Tensions remain high in East Ukraine

Tensions remain high in East Ukraine

Tensions remain high in Ukraine as pro-Russia protesters continue to occupy a number of government buildings in the eastern parts of the European country, Press TV reports.

Some of the protesters are calling for independence from Ukraine while others want to join the Russian Federation.

In Donetsk, the people demonstrating outside the regional administration building reject claims that they have been paid by Russia to cause unrest in the region. They also express readiness to defend themselves if Kiev decides to storm the premise.

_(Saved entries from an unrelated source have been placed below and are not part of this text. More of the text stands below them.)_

PR #1088, opened 2022-10-25
[Java] Update Overview Page

MatKuhr:
TBD

### DIFF
--- a/docs-java/overview.mdx
+++ b/docs-java/overview.mdx
@@ -18,6 +18,8 @@ keywords:
 
 import MvnBadge from '@site/src/sap/sdk-java/MvnBadge';
 import JavaFeatureTable from '@site/src/components/JavaFeatureTable';
+import useBaseUrl from '@docusaurus/useBaseUrl';
+import ThemedImage from '@theme/ThemedImage';
 
 <!-- vale on -->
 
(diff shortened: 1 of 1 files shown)


Johannes-Schneider:
I generally like the proposed content structure and also like the wording and abstraction level of the already changed documentation.

However, I think we should rework the _"Main Features Diagram"_:

image


* _"S/4 VDM"_: The term _'VDM"_ has not been established so far in this document. Instead, we are talking about _"(pre-generated) clients"_, which is what I would recommend to stick to, at least for this introduction. So changing the entry to something like _Pre-Generated S/4HANA Clients_ could make sense IMO. (Also: What's the difference between the S/4 VDM and our Convenience APIs?)
* _"Master Data Integration"_: MDI is still an internal service, which we never mentioned in the public docs portal. Therefore, I think we should remove that box from the diagram.
* _"CC, BL, Blockchain, ..."_: Is this really something we want to advertise on our Overview page?
* _"Deploy with Confidence"_: Same as for MDI.

MatKuhr:
The image is more of a placeholder, currently it is just a screenshot so I can't edit it :D 

At least CC must go out. Regarding internal stuff you are right, but maybe we want to reconsider / recheck what we can do here. It is an important part of the product and not having it well documented in one place is hurting visibility. But nothing to decide on this PR

docs-java/overview.mdx
```diff
@@ -18,19 +18,127 @@ keywords:
...
+### Availability and Licensing
+
+All libraries are available on [Maven Central](https://central.sonatype.dev/search?namespace=com.sap.cloud.sdk) under the [SAP Developer license](https://tools.eu1.hana.ondemand.com/developer-license-3_1.txt).
+The license of clients generated with any of the SAP Cloud SDK code generators depends on the used service spec license.
+
+### Release Schedule
+
+We usually release minor versions bi-weekly.
+
+We intend to release a new major version of the SAP Cloud SDK for JavaScript every twelve months.
```
cschubertcs, line 139: Is this now an active commitment? I would be happy =)

cschubertcs:
I like the direction this is going!

docs-java/overview.mdx
```diff
@@ -18,19 +18,147 @@ keywords:
...
```
CharlesDuboisSAP, line 159:
```suggestion
We intend to release a new major version of the SAP Cloud SDK for Java every twelve months.
```

docs-java/overview.mdx
```diff
@@ -18,19 +18,179 @@ keywords:
...
+
+You can then use these destinations for performing REST (OpenAPI or OData), RFC or SOAP requests.
+Or you can [get a ready-made Http Client](features/connectivity/sdk-connectivity-http-client#general-usage) for a destination to execute your own requests.
+
+### OData and OpenAPI
+
+The SAP Cloud SDK for Java also provides an easy and convenient type safe way to consume OData and OpenAPI services in your applications.
+<!-- vale off -->
+
+<ThemedImage
```
KavithaSiva, line 104: I am trying to use a plugin for trying to display gifs better. Will update the PR shortly if that works out.

docs-java/overview.mdx
```diff
@@ -18,19 +18,194 @@ keywords:
...
+  alt="Core packages"
+  sources={{
+    light: useBaseUrl('img/java-sdk-overview.png'),
+    dark: useBaseUrl('img/java-sdk-overview.png')
+  }}
+  className="center"
+  width="80%"
+/>
```
Johannes-Schneider, line 85: Although I like the gifs in general, currently this integration has the downside that **both** gifs will be transferred to the client on page load. 
This increases not only our page size but also loading times.

Additionally, users cannot stop the gif from playing, which might be annoying.

IMO, we shouldn't ship the gif integration as this since the UX is not good enough.
Instead, let's find a react component / Docusaurus Plugin to provides following features:

* Gif is **not** loaded on page load
* As a consequence, the gif is ofc also not played immediately. Instead, the customer should be able to toggle the gif playback.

Some of the protesters want a referendum to decide if Donetsk can become an autonomous republic while others want the region to break away from Kiev and join Moscow. However, both groups are united in their opposition to the current Ukrainian government.

“I think the government in Kiev is illicit, so reactions will not be according to the law,” a Pro-Russia activist said.

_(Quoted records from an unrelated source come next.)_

PR #1089, opened 2022-10-27
Added instructions for fixing HttpClientFactory error

CharlesDuboisSAP:
## What Has Changed?

Added instructions in the FAQ to fix the [HttpClientFactory error](https://jira.tools.sap/browse/CLOUDECOSYSTEM-10259).
Added a link from the HttpClient page to the FAQ instructions.

## Manual Checks?

### DIFF
--- a/docs-java/faq.mdx
+++ b/docs-java/faq.mdx
@@ -92,24 +92,6 @@ java.util.ServiceConfigurationError: com.sap.cloud.security.client.HttpClientFac
 
 This issue is caused by a dependency scope conflict and can be solved by following [our guidance](./guides/manage-dependencies#avoiding-scope-conflicts).
 
-### I'm Observing a `More than 1 Custom HttpClientFactory service provider found. There should be only one` Exception
-
-An implementation of the `HttpClientFactory` is already provided by SAP Cloud SDK.
-
-1. Check if your implementation is needed.
-   Your application should be working without providing any `HttpClientFactory`.
-2. If you are implementing a missing feature, implement instead `com.sap.cloud.sdk.cloudplatform.connectivity.HttpClientFactory` and provide it to `HttpClientAccessor.setHttpClientFactory()`
-3. If the second step is not an option, the existing `HttpClientFactory` can be removed before the application starts:
-
-Place this static code in the application's main Class.
-
-```java
-static {
-    com.sap.cloud.security.client.HttpClientFactory.services.clear();
-    com.sap.cloud.security.client.HttpClientFactory.services.add(0, new MyCustomHttpClientFactory());
-}
-```
-
 ## OData Related Questions
 
 ### What Versions of OData Protocol Do You Support?
--- a/docs-java/faq.mdx
+++ b/docs-java/faq.mdx
@@ -94,8 +94,11 @@ This issue is caused by a dependency scope conflict and can be solved by followi
 
 ### I'm Observing a `More than 1 Custom HttpClientFactory service provider found. There should be only one` Exception
 
-After adding a `com.sap.cloud.security.client.HttpClientFactory`, there are now 2 HttpClientFactory.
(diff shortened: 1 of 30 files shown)


docs-java/features/connectivity/http-client.mdx
```diff
@@ -104,3 +104,8 @@ HttpClientAccessor.setHttpClientFactory(factory);
 ```
 
 From now on the custom factory will be used for every explicit and implicit HTTP request running through the SAP Cloud SDK.
+
+### Set up a `com.sap.cloud.security.client.HttpClientFactory`
```
Johannes-Schneider, line 108: I'm not sure whether we should mention this issue in our `HttpClient` documentation since the Security Lib `HttpClientFactory` has nothing to do with the SDK connectivity.
Therefore, I'd remove this section again.

docs-java/faq.mdx
```diff
@@ -92,6 +92,20 @@ java.util.ServiceConfigurationError: com.sap.cloud.security.client.HttpClientFac
 
 This issue is caused by a dependency scope conflict and can be solved by following [our guidance](./guides/manage-dependencies#avoiding-scope-conflicts).
 
+### I'm Observing a `More than 1 Custom HttpClientFactory service provider found. There should be only one` Exception
+
+After adding a `com.sap.cloud.security.client.HttpClientFactory`, there are now 2 HttpClientFactory.
```
Johannes-Schneider, line 97: I think we should add a little more context here.
For example, we could say that the Cloud SDK already brings an implementation of the mentioned interface, which should be working for most customers out of the box without any modification/action required from their side.

Therefore, our first advise for customers should be to check whether their custom implementation is **really** needed or whether they can leverage our `HttpClientAccessor.setHttpClientFactory` (which, under the hood, will also affect the Security Library) interface instead.

If that is not an option, only then should they apply the workaround.

CharlesDuboisSAP: You cannot provide a `com.sap.cloud.security.client.HttpClientFactory` in `HttpClientAccessor.setHttpClientFactory( com.sap.cloud.sdk.cloudplatform.connectivity.HttpClientFactory)
 `. I don't know if I can recommend this.

CharlesDuboisSAP: If the customers implement a missing feature with `com.sap.cloud.security.client.HttpClientFactory`. Can they provide this missing feature by providing an implementation of `com.sap.cloud.sdk.cloudplatform.connectivity.HttpClientFactory` to `HttpClientAccessor.setHttpClientFactory`?

docs-java/troubleshooting.mdx
```diff
@@ -231,3 +231,43 @@ You may experience the follow-up error message: `"ODataConnectionException: Conn
...
+```java
+@WebListener
+public class Config implements ServletContextListener {
+
+  public void contextInitialized(ServletContextEvent event) {
+    HttpClientFactory.services.clear();
+    HttpClientFactory.services.add(new MyHttpClientFactory());
+  }
+}
+
```
newtork, line 255:
```suggestion
```

docs-java/troubleshooting.mdx
```diff
@@ -231,3 +231,43 @@ You may experience the follow-up error message: `"ODataConnectionException: Conn
...
+  @Override
+  protected SpringApplicationBuilder configure(
+    final SpringApplicationBuilder application
+  ) {
+    HttpClientFactory.services.clear();
+    HttpClientFactory.services.add(new MyHttpClientFactory());
+  }
+}
+
```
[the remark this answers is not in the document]
CharlesDuboisSAP: This space is introduced by prettier, and is why the pipeline failed on the last commit

Johannes-Schneider (approved):
LGTM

Many protesters do not recognize the new government in Kiev and claim they will sabotage a presidential election on May 25 while others are in favor of the vote.

Ukraine’s acting President Oleksandr Turchynov has alleged that Russia is attempting to repeat “the Crimean scenario” in the country’s eastern parts. He blamed Moscow for fomenting separatist actions in the region.

Pro-Russia rallies have been a common scene across eastern Ukrainian cities over the past weeks.

The protesters briefly occupied government buildings in several Ukrainian cities on Monday. In Kharkiv, they declared independence from Kiev following a similar move by pro-Russians in Donetsk earlier on the day.

Pro-Russia activists also announced the formation of the Independent People’s Republic in both cities.

The demonstrations gained momentum after the Crimean territory declared independence from Ukraine and formally applied to become part of the Russian Federation following a referendum on March 16, in which nearly 97 percent of the participants voted for rejoining Russia, with a turnout of more than 83 percent.